И тут колокол ударил. Один раз. Глухо, как сердце под водой. Я вздрогнул — и проснулся.
Надо мной висела луна. Полная. Яркая. И вода внизу... вода дышала. Не волнами. А ритмично, как грудь спящего великана. Я подошёл к краю крыши и посмотрел вниз.
На поверхности Рыбинского моря, в лунном свете, проступали очертания чего-то. Не просто ил или камни. Стены. Прямые линии. Углы. Фундаменты.
Молога выныривала.
Я не стал ждать утра. Спустился по водосточной трубе (с небольшим скрипом — возраст даёт о себе знать), пересёк пустынные улицы и вышел к берегу там, где вода отступила дальше всего. Здесь, ещё днём, был сплошной плёс. А теперь — островок суши, покрытый ракушечником, обломками кирпича и… плитами.
Я подошёл ближе. Одна из плит была почти целой. На ней, несмотря на десятилетия под водой, читалась надпись:
> Покойся с миром, Анна. 1872–1939.
Рядом — обломок креста. И следы чьих-то пальцев. Совсем свежие. Кто-то уже был здесь. Кто-то плакал.
Я сел на корточки (в кошачьем смысле — уселся на задние лапы) и закрыл глаза. Вдохнул. Воздух был насыщен не только влагой, но и… голосами. Шёпотом. Песней. Плачем.
И тогда я понял: моя работа здесь — не наблюдать. А слушать. И иногда — отвечать.

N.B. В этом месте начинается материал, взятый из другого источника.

PR #74915, opened 2023-03-24
Hosting onboarding: allow skipping domain step

zaguiini:
Part of https://github.com/Automattic/dotcom-forge/issues/2122

## Proposed Changes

Вернувшись на чердак под утро, я нашёл на подоконнике маленький предмет. Не оставленный крысами. Не занесённый ветром. А положенный. Это была медная пуговица с узором в виде якоря. Такие носили мологские рыбаки.
Я взял её в зубы, понюхал. Пахло речной водой и дымом.
— Ладно, — сказал я вслух, обращаясь к пустоте. — Вы меня нашли. Теперь не отвяжетесь.
И, положив пуговицу под лапу, как талисман, я снова лёг спать. Но уже не как странник. А как хранитель.
Потому что в Рыбинске, оказывается, не только Волга течёт. Здесь течёт время — и оно ищет того, кто сможет его удержать в лапах.